InspireMD has announced new results from the iMOS (International MGuard Observational Study) Prime registry demonstrating that use of the MGuard Prime in cases of acute ST-segment elevation myocardial infarction (STEMI) patients undergoing percutaneous coronary intervention resulted in complete ST-resolution in approximately 75% of cases, and a 2.2% rate of major adverse cardiac events (MACE) at 30 days, including zero cases of mortality.

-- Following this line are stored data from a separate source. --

PR #573, opened 2021-12-16
Add BMFont binary format

vladimirgamalyan:
This PR adds [BMFont binary](https://www.angelcode.com/products/bmfont/doc/file_format.html#bin) format. [This file](https://github.com/kaitai-io/kaitai_struct_formats/files/7727527/test.zip) can be used for testing (zipped, due github upload restriction).

### DIFF
--- a/font/bmfont.ksy
+++ b/font/bmfont.ksy
@@ -1,0 +1,155 @@
+meta:
+  id: bmfont
+  title: BMFont binary file
+  file-extension: fnt
+  license: CC0-1.0
+  endian: le
+  bit-endian: le
+doc-ref: https://www.angelcode.com/products/bmfont/doc/file_format.html  
+seq:
+  - id: magic
+    contents: ['BMF', 3]
+  - id: info
+    type: info
+  - id: common
+    type: common 
+  - id: pages
+    type: pages
+  - id: chars
+    type: chars
+  - id: kernings
+    type: kernings
+    if: not _io.eof
+types:
+  info:
+    seq:
+      - id: magic
+        contents: [1]
+      - id: block_size
+        type: s4
+      - id: size
+        type: s2        
+      - id: smooth
+        type: b1
+      - id: unicode
+        type: b1
+      - id: italic
+        type: b1
+      - id: bold
+        type: b1
+      - id: reserved
+        type: b4        
+      - id: charset
+        type: u1
+      - id: stretch_h
+        type: u2
+      - id: aa
+        type: s1
+      - id: padding_up
+        type: u1
+      - id: padding_right
+        type: u1
+      - id: padding_down
+        type: u1
+      - id: padding_left
+        type: u1        
+      - id: spacing_horiz
+        type: u1
+      - id: spacing_vert
+        type: u1
+      - id: outline
+        type: u1        
+      - id: face
+        type: str
+        size: block_size - 14
+        terminator: 0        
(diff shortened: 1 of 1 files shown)


font/bmfont.ksy
```diff
@@ -0,0 +1,155 @@
...
+types:
+  info:
+    seq:
+      - id: magic
+        contents: [1]
+      - id: block_size
+        type: s4
+      - id: size
+        type: s2        
+      - id: smooth
```
KOLANICH, line 32: Should the flags be packed into a dedicated subtype?

font/bmfont.ksy
```diff
@@ -0,0 +1,155 @@
...
+    type: pages
+  - id: chars
+    type: chars
+  - id: kernings
+    type: kernings
+    if: not _io.eof
+types:
+  info:
+    seq:
+      - id: magic
```
KOLANICH, line 26: Looks like a TLV pattern.

font/bmfont.ksy
```diff
@@ -0,0 +1,155 @@
+meta:
+  id: bmfont
+  title: BMFont binary file
+  file-extension: fnt
```
KOLANICH, line 4: It'd be nice to fill in more info, like the apps using the format.

KOLANICH:
>This file can be used for testing (zipped, due github upload restriction).

BTW, we have https://github.com/kaitai-io/kaitai_struct_samples

font/bmfont.ksy
```diff
@@ -0,0 +1,155 @@
...
+  license: CC0-1.0
+  endian: le
+  bit-endian: le
```
GreyCat, line 7: Usage of `bit-endian` implies that this requires KS 0.9+. Please add `ks-version: 0.9`.

font/bmfont.ksy
```diff
@@ -0,0 +1,155 @@
...
+doc-ref: https://www.angelcode.com/products/bmfont/doc/file_format.html
```
GreyCat, line 8: Adding format specification without even 1-2 paragraphs of text of where it is being used, which applications use that, what era does it refer to, what information does it convey, etc, will be almost meaningless — others who might be looking into this format won't be able to find it with search engines.

Please add top-level `doc` element with at least 1-2 paragraphs of general info about this format.

font/bmfont.ksy
vladimirgamalyan: if I'm not mistaken this will require an intermediate id to access the fields instead of directly accessing, maybe I'm missing some pros?

font/bmfont.ksy
vladimirgamalyan: This is definitely a TLV pattern, but I couldn't figure out how to make first 4 blocks required and in the correct order, except to explicitly list the blocks.

font/bmfont.ksy
vladimirgamalyan: Added a bit

font/bmfont.ksy
vladimirgamalyan: Added a bit

font/bmfont.ksy
vladimirgamalyan: Done

font/bmfont.ksy
KOLANICH: Just insert them and use `valid`

PR #774, opened 2026-09-15
rpm: support v6 packages and large (4+ GiB) v4 packages

generalmimon:
In September 2025, [RPM 6.0.0](https://rpm.org/releases/6.0.0) was released with quite a few changes, including the new v6 package format. Note that Fedora 44 ships rpm 6.0.x, but applies a [patch](https://src.fedoraproject.org/rpms/rpm/blob/7099d81c3b5ecf1777a43095be429cb198bcc566/f/rpm-6.0-rpmformat.patch) to keep generating v4 packages.

This PR updates `archive/rpm.ksy` so that it fully supports packages written by RPM 6.0+, both v4 and v6, including v4 packages [using 64-bit sizes](https://github.com/rpm-software-management/rpm/blob/ec9ea8c43808c346da4b6cb454cdc58aef8e506a/docs/manual/large_files.md) (rather than the usual 32-bit sizes) because the combined size of the header and compressed payload, or the size of the uncompressed payload, is 4 GiB or more.

1. Enums were synced with [`ec9ea8c4`](https://github.com/rpm-software-management/rpm/tree/ec9ea8c43808c346da4b6cb454cdc58aef8e506a), the latest upstream RPM repo commit when this PR was made. In particular, the `signature_tags` and `header_tags` enums were updated - b27869008ee881f3cc807aa121794c9950bf30fc
2. `architectures::not_set` = 0 and `operating_systems::not_set` = 0 were added. RPM 6.0 no longer populates `lead.architecture` and `lead.os` when writing both v4 and v6 packages, so they are left zeroed - 8b754e4121aff6290fe9cef31cbd51780e7bea78
3. `payload` is now available in v6 packages and in v4 packages with 64-bit sizes - 7efb5e302a7219e0d2a12bb34163e5c0a2fb9840

   Previously, the size of `payload` was always computed from the 32-bit `signature_tags::size` tag, which is only present in v4 packages that don't use the [Large File Support](https://github.com/rpm-software-management/rpm/blob/ec9ea8c43808c346da4b6cb454cdc58aef8e506a/docs/manual/large_files.md) extension (which switches to 64-bit sizes).

   v6 packages have a 64-bit tag `header_tags::payload_size` (`RPMTAG_PAYLOADSIZE`) and v4 packages with 64-bit sizes have `signature_tags::long_size` (`RPMSIGTAG_LONGSIZE`) instead, so we use those to determine the size of `payload` as well.

4. Many `doc`/`doc-ref` updates - cfa195c3c3c6b64f582d18d72576df674c3c6029
5. Validate lengths in the `header_record` type (nowadays called `struct header_intro` - see [The Header Structure](https://github.com/rpm-software-management/rpm/blob/ec9ea8c43808c346da4b6cb454cdc58aef8e506a/docs/manual/format_header.md#intro) in RPM docs) against RPM's limits - 05f301bd43a5604b210901ba9dc8ae27cdacddb7
6. Validate that the `record_type` in the `header_index_record` type (nowadays called `struct index_entry` - see [The Header Structure](https://github.com/rpm-software-management/rpm/blob/ec9ea8c43808c346da4b6cb454cdc58aef8e506a/docs/manual/format_header.md#index) in RPM docs) is known, just as RPM does - 5129be6a3a84faa3c2aa75cadef0b4532a2f7e18

   Also remove `record_types::not_implemented` = 0 (`RPM_NULL_TYPE`), which RPM considers an invalid data type since version 4.17 (released in 2021):
https://github.com/rpm-software-management/rpm/commit/42f53a13c4300c046f4f16d91712bb28763da4c3


armijnhemel:
> 6\. Also remove `record_types::not_implemented` = 0 (`RPM_NULL_TYPE`), which RPM considers an invalid data type since version 4.17 (released in 2021)

Has it ever been valid?

generalmimon:
@armijnhemel:

> > 6. Also remove `record_types::not_implemented` = 0 (`RPM_NULL_TYPE`), which RPM considers an invalid data type since version 4.17 (released in 2021)
> 
> Has it ever been valid?

I don't think so. It seems that it has always been an internal sentinel value. From https://github.com/rpm-software-management/rpm/commit/42f53a13c4300c046f4f16d91712bb28763da4c3 (which first appeared in RPM 4.17.0):

> **Fix RPM_MIN_TYPE definition, RPM_NULL_TYPE is not a legit tag type**
>
> RPM_NULL_TYPE is not a legit tag type, but RPM_MIN_TYPE is defined
> and used as if it was. (...)

Older versions would technically let `RPM_NULL_TYPE` through if it (hypothetically) were to appear in an input .rpm file. However, it would have a size of zero ([`lib/header.c:54`](https://github.com/rpm-software-management/rpm/blob/3659b8a04f5b8bacf6535e0124e7fe23f15286bd/lib/header.c#L54)), so such entries couldn't contain any data. I don't think any version of RPM would ever write such files, though. The [RPM docs](https://github.com/rpm-software-management/rpm/blob/ec9ea8c43808c346da4b6cb454cdc58aef8e506a/docs/manual/format_header.md#index) don't mention the "NULL" type at all (only the ancient LSB spec did - I think that's just because it was a transcript of the original RPM implementation, which was even older).

PR #472, opened 2026-02-19
Add faceted search tabs to Algolia DocSearch

sjungling:
## Summary

* Eject SearchBar from `@docusaurus/theme-search-algolia` (v3.9.2) to add faceted All / Documentation / Recipes filter tabs to the DocSearch modal
* Use Algolia `filters` (SQL-like syntax) instead of `facetFilters` so negation correctly handles records missing the `category` attribute
* Default to the Documentation tab on modal open
* Conditionally exclude recipe-catalog pages in dev mode only (`NODE_ENV !== production`) for faster local rebuilds

## Test plan

- [ ] Open search modal and verify Documentation tab is selected by default
- [ ] Switch between All, Documentation, and Recipes tabs and confirm results filter correctly
- [ ] Verify query text persists when switching tabs
- [ ] Check dark mode styling for tabs
- [ ] Run `yarn build` and verify recipe-catalog pages are included in production build
- [ ] Run `yarn start` and verify recipe-catalog pages are excluded in dev mode

### DIFF
--- a/docusaurus.config.ts
+++ b/docusaurus.config.ts
@@ -98,6 +98,8 @@ const config: Config = {
             '**/*.stories.ts',
             '**/*.stories.jsx',
             '**/*.stories.js',
+            // DEV ONLY: skip 5,700+ recipe-catalog pages for faster rebuilds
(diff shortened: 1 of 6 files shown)


mike-solomon (approved):
Looks great ty!

PR #624, opened 2026-04-28
Exclude workshop, recipe-starter, and module-template repos from sync

timtebeek:
## Summary

* Adds two exclusion mechanisms to `.github/scripts/sync-proprietary-repos.sh`:
  * `EXCLUDE_REPOS` — exact-name matches (currently `rewrite-recipe-starter`, `rewrite-module-template`)
  * `EXCLUDE_SUBSTRINGS` — substring matches (currently `workshop`, which catches `rewrite-en-workshop`, `rewrite-stl-workshop`, and any future workshop repos)
* Regenerated `.github/data/proprietary-repos.txt`. The diff reflects both the new exclusions and routine drift in the `moderneinc` org since the last sync.

## Test plan

- [x] Ran `bash .github/scripts/sync-proprietary-repos.sh` locally; confirmed excluded repos are absent from the output
- [ ] Verify the auto-sync workflow run on `main` produces no further diff after merge


timtebeek:
All the modules now added here also saw the generator added through:
 - https://github.com/organizations/moderneinc/settings/installations/88151565

PR #628, opened 2026-04-29
Add some popular recipe guides

### LINKED ISSUE #618: Add popular recipe docs
Similar to: https://docs.openrewrite.org/popular-recipe-guides

The idea would be to make those docs but for the Moderne Platform - so either running via the CLI or the SaaS or whatnot. 

@bryanfriedman Mentioned it would be nice to link to the recipes themselves in the docs, too - so people could get to them quicker.

mike-solomon:
- Fixes: https://github.com/moderneinc/moderne-docs/issues/618

These guides were the most popular ones on the OR docs according to analytics (I also added the Spring Boot 4 one since it seems like that's important).

Please let me know if there are any other very important popular recipe docs that you think we should add (I plan on doing more - but wanted to establish a few before proceeding in case there was feedback on stuff I should change).

Note: I'm not expecting a thorough technical review from either of you as I know that may take awhile - more just letting you know and giving some chance for general feedback.

### DIFF
--- a/docs/user-documentation/recipes/popular-recipe-guides/migrate-to-java-17.md
+++ b/docs/user-documentation/recipes/popular-recipe-guides/migrate-to-java-17.md
@@ -1,0 +1,94 @@
+---
+sidebar_label: Migrate to Java 17
+description: How to upgrade Java codebases to Java 17 with the Moderne Platform or CLI.
+---
+
+import Tabs from '@theme/Tabs';
+import TabItem from '@theme/TabItem';
+import RunRecipe from '@site/src/components/RunRecipe';
+
+# Migrate to Java 17
+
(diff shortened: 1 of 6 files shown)


timtebeek:
Great start, thanks! I've not read through every guide, but did notice you are using the proprietary Spring migration recipes here, which is exactly what I'd hoped for.

I'm thinking the popular guides here could also be a good moment to highlight some uniquely Moderne recipes, like the find and fix vulnerable dependencies suite: https://docs.moderne.io/user-documentation/moderne-platform/getting-started/proof-of-value#security

No need to work that into this exact PR, but figure call it out since this PR already closes #618

bryanfriedman (approved):

timtebeek (approved):

PR #637, opened 2026-05-01
Update internal tools doc

mike-solomon:
To be more accurate and use the wrapper instead of a JAR.

Open things to call out:
1. It's a bit weird that we need to pin a version for these air-gapped environments. Maybe I'm misunderstanding something, though?
2. I removed mentions of installing the JAR as I think that's no longer needed based on feedback in Slack - please correct me if I'm wrong.
3. I tried making the terminology a bit clearer (Platform distribution -> CLI installer) - but let me know if that's confusing or you disagree.


docs/user-documentation/moderne-cli/getting-started/cli-internal-tools.md
```diff
@@ -8,117 +8,105 @@ import TabItem from '@theme/TabItem';
...
 
-[There are numerous OpenRewrite recipe modules available in Maven Central](https://mvnrepository.com/artifact/org.openrewrite). Please ensure that those are copied over to your internal artifact repository (or your internal mirror of Maven Central).
+Before installing the CLI, please ensure your internal artifact repository contains the following artifacts:
 
-[You can find the full list of all OpenRewrite recipe JARs available here](../../recipes/lists/latest-versions-of-every-openrewrite-module.md#cli-installation).
+* **The Moderne CLI** — distributed as a platform-specific self-extracting installer that bundles the `modw` wrapper, a Java 25 runtime, and the CLI JAR. It's published to Maven Central under platform-specific artifact IDs: [`moderne-cli-linux-x64`](https://central.sonatype.com/artifact/io.moderne/moderne-cli-linux-x64/versions), [`moderne-cli-linux-aarch64`](https://central.sonatype.com/artifact/io.moderne/moderne-cli-linux-aarch64/versions), [`moderne-cli-osx`](https://central.sonatype.com/artifact/io.moderne/moderne-cli-osx/versions), and [`moderne-cli-windows`](https://central.sonatype.com/artifact/io.moderne/moderne-cli-windows/versions).
```
steve-aom-elliott: There's a `moderne-cli-linux`:
- https://central.sonatype.com/artifact/io.moderne/moderne-cli-linux/versions

but not `moderne-cli-linux-x64` or `moderne-cli-linux-aarch64`, at least not yet.

docs/user-documentation/moderne-cli/getting-started/cli-internal-tools.md
```diff
@@ -8,117 +8,105 @@ import TabItem from '@theme/TabItem';
...
+* **OpenRewrite recipe modules** — [there are numerous OpenRewrite recipe modules available on Maven Central](https://mvnrepository.com/artifact/org.openrewrite). [The full list of recipe JARs and a CLI install command is regenerated on every release](../../recipes/lists/latest-versions-of-every-openrewrite-module.md#cli-installation).
```
steve-aom-elliott: Should we be consistent in where we're linking to for artifacts? There's two different sites here (`https://central.sonatype.com` and `https://mvnrepository.com`)

docs/user-documentation/moderne-cli/getting-started/cli-internal-tools.md
mike-solomon: Ah good catch - I thought I tested this but I guess I missed it. Thank you.

docs/user-documentation/moderne-cli/getting-started/cli-internal-tools.md
mike-solomon: Good call out - I'm thinking sonatype. Agree/disagree?

docs/user-documentation/moderne-cli/getting-started/cli-internal-tools.md
```diff
@@ -8,117 +8,105 @@ import TabItem from '@theme/TabItem';
...
 
-### Step 1: Download the Moderne CLI JAR
+:::tip
+If your mirror is configured as a remote proxy of Maven Central (e.g., a virtual repository in Artifactory or a proxy repo in Nexus), most of this happens automatically — artifacts are fetched on demand and cached. If your mirror requires explicit sync-on-approval, each version you wish to use must be synced before users can install or upgrade.
+:::
+
+### Step 1: Install the CLI from your internal mirror
 
-[Download the latest version of the Moderne CLI from Maven Central](https://central.sonatype.com/artifact/io.moderne/moderne-cli/versions). Once downloaded, please add it to your internal mirror so that it's accessible for all users in your environment.
+The CLI ships as a self-extracting installer (a `.sh` archive on Linux/macOS or a `.zip` archive on Windows) that bundles the `modw` wrapper, a Java 25 runtime, and the CLI JAR. Running the installer extracts everything into `~/.moderne/cli/` (or `%USERPROFILE%\.moderne\cli` on Windows) without any further network access.
```
steve-aom-elliott: So the structure of the `.sh` file for Linux/macOS is that it is just a shell script with an embedded tarball, so running the shell script does indeed extract and install from that, but actually calling it an archive is perhaps not quite right. "self-extracting installer script" would make sense for that.

As for Windows, it's not self-extracting. You actually have to extract it yourself by expanding the archive and then run the `install.cmd` or similar from the expanded archive.

Below is the phrasing suggested by Claude, though the high level points are above:
```
The CLI ships as a platform-specific installer that bundles the `modw` wrapper, a Java 25 runtime, and the CLI JAR. On Linux/macOS it's a self-extracting shell script (`.sh`); on Windows it's a zip archive (`.zip`) containing an `install.cmd` to run after extracting. Either way, installation drops everything into `~/.moderne/cli/` (or `%USERPROFILE%\.moderne\cli` on Windows) without further network access.
```

docs/user-documentation/moderne-cli/getting-started/cli-internal-tools.md
steve-aom-elliott: @mike-solomon It needs to be two separate links if settling on using `https://central.sonatype.com`, unfortunately, as it doesn't do pattern matching:
- https://central.sonatype.com/namespace/org.openrewrite
- https://central.sonatype.com/namespace/org.openrewrite.recipe

docs/user-documentation/moderne-cli/getting-started/cli-internal-tools.md
```diff
@@ -8,117 +8,105 @@ import TabItem from '@theme/TabItem';
...
+Before installing the CLI, please ensure your internal artifact repository contains the following artifacts:
 
-[You can find the full list of all OpenRewrite recipe JARs available here](../../recipes/lists/latest-versions-of-every-openrewrite-module.md#cli-installation).
+* **The Moderne CLI** — distributed as a platform-specific self-extracting installer that bundles the `modw` wrapper, a Java 25 runtime, and the CLI JAR. It's published to Maven Central under platform-specific artifact IDs: [`moderne-cli-linux`](https://central.sonatype.com/artifact/io.moderne/moderne-cli-linux/versions), [`moderne-cli-osx`](https://central.sonatype.com/artifact/io.moderne/moderne-cli-osx/versions), and [`moderne-cli-windows`](https://central.sonatype.com/artifact/io.moderne/moderne-cli-windows/versions).
+* **OpenRewrite recipe modules** — [there are numerous OpenRewrite recipe modules available on Maven Central](https://central.sonatype.com/namespace/org.openrewrite). [The full list of recipe JARs and a CLI install command is regenerated on every release](../../recipes/lists/latest-versions-of-every-openrewrite-module.md#cli-installation).
```
steve-aom-elliott: It needs to be two separate links if settling on using `https://central.sonatype.com`, unfortunately, as it doesn't do pattern matching:
- https://central.sonatype.com/namespace/org.openrewrite
- https://central.sonatype.com/namespace/org.openrewrite.recipe

docs/user-documentation/moderne-cli/getting-started/cli-internal-tools.md
```diff
@@ -8,117 +8,105 @@ import TabItem from '@theme/TabItem';
...
 
-<Tabs>
-<TabItem value="git-bash-windows" label="Git Bash (Windows)">
+The installer adds `~/.moderne/cli/bin` to your `PATH` and configures shell completion. Open a new terminal (or `source` your shell's rc file) to pick up the changes.
+
+</TabItem>
+<TabItem value="windows" label="Windows">
 
-Add the following function to your `.bashrc` file:
+Download `moderne-cli-windows-<version>.zip` from your internal mirror, extract it, and run the included `install.cmd` script:
```
steve-aom-elliott: Any reason not to also give them a similar cURL (or equivalent) command for downloading Windows like was provided for Linux/macOS?

docs/user-documentation/moderne-cli/getting-started/cli-internal-tools.md
```diff
@@ -8,117 +8,105 @@ import TabItem from '@theme/TabItem';
...
 ```
+
+Replace `4.2.1` with the version you intend to install. The installer adds `%USERPROFILE%\.moderne\cli\bin` to your user `PATH`. Open a new terminal to pick up the change.
+
 </TabItem>
+</Tabs>
 
-<TabItem value="bash-or-zsh-mac-or-linux" label="Bash or Zsh (Mac or Linux)">
+:::warning
+The macOS distribution bundles a JRE for **Apple Silicon only**. Intel Mac users will need to install a Java 25+ runtime separately and ensure it's discoverable by the wrapper 0 see [how the wrapper finds Java](../how-to-guides/cli-wrapper.md#how-the-wrapper-finds-java) for details.
```
steve-aom-elliott: I'm assuming the `0` is just a typo?

docs/user-documentation/moderne-cli/getting-started/cli-internal-tools.md
```diff
@@ -8,117 +8,105 @@ import TabItem from '@theme/TabItem';
...
+<Tabs groupId="cli-install-os" queryString="os">
+<TabItem value="linux-macos" label="Linux or macOS" default>
+
+Download the platform-appropriate distribution from your internal mirror. For example, for Linux x86_64:
 
 ```bash
-mvn dependency:copy -Dartifact=io.moderne:moderne-cli:LATEST \
-    -DoutputDirectory=/path/to/
+curl -fsSL -o moderne-cli.sh \
+    "https://internal-mirror.example.com/io/moderne/moderne-cli-linux/4.2.1/moderne-cli-linux-4.2.1.sh"
```
steve-aom-elliott: Confirming that we're intentionally hiding the progress bar, correct?

docs/user-documentation/moderne-cli/getting-started/cli-internal-tools.md
```diff
@@ -8,117 +8,105 @@ import TabItem from '@theme/TabItem';
...
+Before running any `mod` command, please pin the wrapper to the version you installed in Step 1:
+
+<Tabs groupId="cli-install-os" queryString="os">
+<TabItem value="linux-macos" label="Linux or macOS" default>
 
 ```bash
-alias mod="java -jar /path/to/mod.jar"
+echo "version=4.2.1" > ~/.moderne/cli/dist/moderne-wrapper.properties
 ```
+
```
steve-aom-elliott, line 94: So the unfortunate thing here is that if they were to be using the `get-mod` scripts, that would have created the `moderne-wrapper.properties` for them, so I imagine we'd not only be writing the version but also creating the file itself with this command. Not sure if worth calling out at all or whether to just leave it.

docs/user-documentation/moderne-cli/getting-started/cli-internal-tools.md
```diff
@@ -8,117 +8,105 @@ import TabItem from '@theme/TabItem';
...
-Use the [Set-Alias command](https://learn.microsoft.com/en-us/powershell/module/microsoft.powershell.utility/set-alias?view=powershell-7.4) within a [profile script](https://learn.microsoft.com/en-us/powershell/module/microsoft.powershell.core/about/about_profiles?view=powershell-7.4\&viewFallbackFrom=powershell-7).
 </TabItem>
 </Tabs>
 
-If everything was configured correctly, you should be able to type `mod` into your terminal and see a list of commands:
+Replace `4.2.1` with the version you installed.
 
-<details>
+:::warning
+Pinning a version is **required** in environments that cannot reach `repo1.maven.org`. The wrapper's `RELEASE` and `LATEST` resolution always queries Maven Central for `maven-metadata.xml`, regardless of any `distributionUrl` setting. If Maven Central is not reachable and no version is pinned, every `mod` invocation will fail at version resolution. To upgrade the CLI later, run the new version's installer (Step 1) and update this file with the new version.
```
steve-aom-elliott: `modw` rather than `mod`?

steve-aom-elliott: Also, do they actually need to run the installer again or can they just run `modw wrapper --global --version <new version number>` for subsequent upgrades after pinning?

docs/user-documentation/moderne-cli/getting-started/cli-internal-tools.md
steve-aom-elliott: You can also set it using `modw`, provided you give it an environment variable at the time, but it's a bit more janky looking:
```
MODERNE_WRAPPER_VERSION=4.2.1 modw wrapper --global --version=4.2.1
```

docs/user-documentation/moderne-cli/getting-started/cli-internal-tools.md
mike-solomon: Ah yep - I meant to hit "-" and I guess I hit 0 instead.

docs/user-documentation/moderne-cli/getting-started/cli-internal-tools.md
```diff
@@ -8,117 +8,105 @@ import TabItem from '@theme/TabItem';
...
+:::
 
-<summary>mod command results</summary>
+You should now be able to verify the installation by running `mod --version`:
```
steve-aom-elliott: `modw --version`

docs/user-documentation/moderne-cli/getting-started/cli-internal-tools.md
```diff
@@ -8,117 +8,105 @@ import TabItem from '@theme/TabItem';
...
-  run-history          Get information about the most recent recipe runs. This
-                         will be transitioning to mod audit runs list
-                         eventually. A deprecation notice will be added here
-                         when we suggest adopting the alternative.
-  study                Produces studies from OpenRewrite recipe data tables
-                         locally.
-  generate-completion  Generate bash/zsh completion script for mod.
-
-MOD SUCCEEDED in 1s
+mod --version
```
steve-aom-elliott: Likely unnecessary since we don't show the output here and listed the same command just on the line before

docs/user-documentation/moderne-cli/getting-started/cli-internal-tools.md
```diff
@@ -128,7 +116,7 @@ In order to run recipes, you'll need to ensure the CLI is configured with a lice
 mod config license edit <license-you-were-provided>
```
steve-aom-elliott, line 127: `modw` I assume here and elsewhere for pushing the wrapper based cli premise in general

docs/user-documentation/moderne-cli/getting-started/cli-internal-tools.md
mike-solomon: Thank you for the clarification - updated.

docs/user-documentation/moderne-cli/getting-started/cli-internal-tools.md
mike-solomon: Fair - updated accordingly.

docs/user-documentation/moderne-cli/getting-started/cli-internal-tools.md
mike-solomon: Unintentional - fixed.

docs/user-documentation/moderne-cli/getting-started/cli-internal-tools.md
mike-solomon: Fixed.

docs/user-documentation/moderne-cli/getting-started/cli-internal-tools.md
mike-solomon: Hmm - do we actually want to say modw everywhere? I feel like it should be `mod` that people are running manually and not `modw`.

steve-aom-elliott: I mean, `mod` is symlinked to `modw`, so outcome-wise they're the same at least.

steve-aom-elliott (approved):
The rest seems good to me, but probably a good idea to still have a member of the actual platform team do their look over as well.

docs/user-documentation/moderne-cli/getting-started/cli-internal-tools.md
```diff
@@ -8,117 +8,116 @@ import TabItem from '@theme/TabItem';
...
 
-[You can find the full list of all OpenRewrite recipe JARs available here](../../recipes/lists/latest-versions-of-every-openrewrite-module.md#cli-installation).
+* **The Moderne CLI** — distributed as a platform-specific self-extracting installer that bundles the `modw` wrapper, a Java 25 runtime, and the CLI JAR. It's published to Maven Central under platform-specific artifact IDs: [`moderne-cli-linux`](https://central.sonatype.com/artifact/io.moderne/moderne-cli-linux/versions), [`moderne-cli-osx`](https://central.sonatype.com/artifact/io.moderne/moderne-cli-osx/versions), and [`moderne-cli-windows`](https://central.sonatype.com/artifact/io.moderne/moderne-cli-windows/versions).
+* **OpenRewrite recipe modules** — there are numerous OpenRewrite recipe modules available on Maven Central under the [`org.openrewrite`](https://central.sonatype.com/namespace/org.openrewrite) and [`org.openrewrite.recipe`](https://central.sonatype.com/namespace/org.openrewrite.recipe) namespaces. [The full list of recipe JARs and a CLI install command is regenerated on every release](../../recipes/lists/latest-versions-of-every-openrewrite-module.md#cli-installation).
```
shanman190: Should we also include our proprietary coordinates as well?

shanman190 (approved):

docs/user-documentation/moderne-cli/getting-started/cli-internal-tools.md
mike-solomon: Fair call - I've updated this section to link to the list of all modules as I think that's a better way to do it. Thanks for the feedback.

PR #657, opened 2026-05-06
[experiment] future.faster: false (disable Rspack/SWC)

sjungling:

## Hypothesis
Disabling \`future.faster\` reverts the build from Rspack/SWC back to webpack/terser. If Rspack's threading model is what spikes peak memory, this should look better. If webpack/terser is actually worse for this site, this should be slower / use more memory — also informative.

The iMOS Prime registry evaluated the ’real world’ clinical performance of the MGuard Prime coronary stent system in patients with acute STEMI undergoing percutaneous coronary intervention. Between December 13 2012 and March 19 2014, there were 97 patients with STEMI enrolled at two sites in the Netherlands.
“I have treated many patients with coronary disease requiring a thrombus management solution over the years and I am excited to share results from the recently completed iMOS Prime registry in a real world setting which looked at the MGuard Prime embolic protection system performance,” states Giovanni Amoroso, interventional cardiologist at OLVG Hospital in The Netherlands. “This iMOS registry is the first study done exclusively with the lower profile MGuard Prime embolic protection system. I am happy to report that device success was achieved in 100% of all cases. In addition, TIMI 3 flow was achieved 92% of the time, complete ST-resolution was achieved in approximately 75% of the cases, and finally, 30 day all-cause mortality was 0%. We plan to continue to follow the patients out to 12 months.”
The iMOS Prime registry achieved a 2.2% rate of major adverse cardiac events rate at 30 days, the primary endpoint for the study.